The FAANG stocks are Facebook, Amazon.com, Apple Inc., Netflix and Google parent Alphabet Inc.
The #FAANG stocks have fallen from recent peaks. However, they could get some relief if they beat, or at least meet, Wall Street estimates.
Certainly, Wall Street is hoping that first-quarter earnings growth and corporate forecasts are strong enough to bring the FAANG group of stocks back into favor. This would take the spotlight off worries that caused the recent sell-off in the high-flying group.
Shares in the group, which led the S&P 500 to record highs in January, often trade together. They were pummeled late in the quarter on worries about a data privacy scandal at Facebook (FB) and U.S. President Donald Trump’s public criticism of Amazon.com (AMZN). In addition, fears of a trade war with China escalated during the quarter.

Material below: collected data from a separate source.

PR #5738, opened 2025-06-11
Fix pragma check for upgradeable test

arr00:


ernestognw:
Is the check necessary for upgradeable contracts? I would assume it's redundant
Genuinely curious @Amxx

Amxx:
The transpiler does add code (to handle the namespaces). It should not add more restriction on the pragma ... but it technically could.

PR #5740, opened 2025-06-12
Add script to automatically minimize pragma

Amxx:
Follow up to #5730, Replaces #5649

This adds a scripts that finds the minimal pragma that can be used for a given file.

Usage:
```bash
npm run pragma # minimize pragma for all solidity files in contracts/ (mocks excluded)
npm run pragma -- -p 'contracts/accounts/**/*.sol' # minimize pragma for a given subfolder
npm run pragma -- -p 'contracts/utils/Address.sol' # minimize pragma for a given file
```

Running this script is slow, and should probably not be run in CI. It should be a maintenance operation run every now and then. The pragma validity check (`yarn test:pragma`) already verifies that the pragma are valid.


arr00:
Why are we updating mocks? Aren't they skipped by default?

Amxx:
> Why are we updating mocks? Aren't they skipped by default?

They are, but just for fun I did run the script on the mocks, and it found two things. 

I said "why not" update that ... but if you prefer we can dismiss that.

---

The thing is, mocks include mocks/docs ... and maybe these should be processed.

arr00 (dismissed):

PR #5757, opened 2025-06-20
Add signer constructors

Amxx:
When the signer were part of the community repository, we did not have an upgradeable version. It made sens to not have a constructor, because we wanted to be able to use them in an "initializable" manner, without a key set at construction. This was still not upgrade-friendly because of the lack of namespaced storage.

This PR proposes to align the signers with the normal practice in the library:
- have a constructor that calls `_setSigner()`. This will force that the signer is set at construction, no longer possible to "forget calling it". This is fine for "one time deployment" (non upgradeable, non proxy) accounts.
- rely on the upgradeable version (produced by the transpiler) to have a version that use initializers and 7702 storage.

### checklist
- [x] Tests
- [ ] Documentation


contracts/utils/cryptography/signers/MultiSignerERC7913.sol
```diff
@@ -141,6 +149,7 @@ abstract contract MultiSignerERC7913 is AbstractSigner {
      * * See {_validateReachableThreshold} for the threshold validation.
      */
     function _setThreshold(uint64 newThreshold) internal virtual {
+        require(newThreshold > 0, MultiSignerERC7913NullThreshold());
```
ernestognw: Isn't this checked by `_validateReachableThreshold`?

Amxx: No. `_validateReachableThreshold` check that `signersLength >= currentThreshold`. If `currentThreshold` is 0 that passes just fine. See the test I added to `test/account/AccountMultiSigner.test.js`. Without this require the tx does not revert.

```suggestion
```

test/account/AccountMultiSigner.test.js
```diff
@@ -180,6 +180,12 @@ describe('AccountMultiSigner', function () {
         this.mock,
         'MultiSignerERC7913UnreachableThreshold',
       );
+
+      // No threshold would open the contract to anyone
+      await expect(this.mock.$_setThreshold(0)).to.revertedWithCustomError(
+        this.mock,
+        'MultiSignerERC7913NullThreshold',
+      );
```
Amxx:
```suggestion
```

contracts/utils/cryptography/signers/MultiSignerERC7913.sol
```diff
@@ -66,9 +66,17 @@ abstract contract MultiSignerERC7913 is AbstractSigner {
     /// @dev The `signer` is less than 20 bytes long.
     error MultiSignerERC7913InvalidSigner(bytes signer);
 
+    /// @dev The new threshold is 0.
+    error MultiSignerERC7913NullThreshold();
+
```
```suggestion
```

Amxx:
Note: the changeset is just for RC-1. Will not be part of the final release.

ernestognw (approved):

For the group, analysts expect average first-quarter year-over-year earnings growth of 25.8 percent. This would be up from 12.4 percent growth in the fourth quarter and a 12.8 percent increase a year ago.
“All we’re getting now is negative news. However, once we start to see the numbers, you’re going to see a bigger spotlight on the success these companies are having.” This according to Daniel Morgan, portfolio manager at Synovus Trust in Atlanta.
For example, analysts expect Netflix earnings growth of 59 percent and revenue growth of 39 percent.
Furthermore, there is some technical reason to believe that the FAANG stocks will bounce up from their recent lows.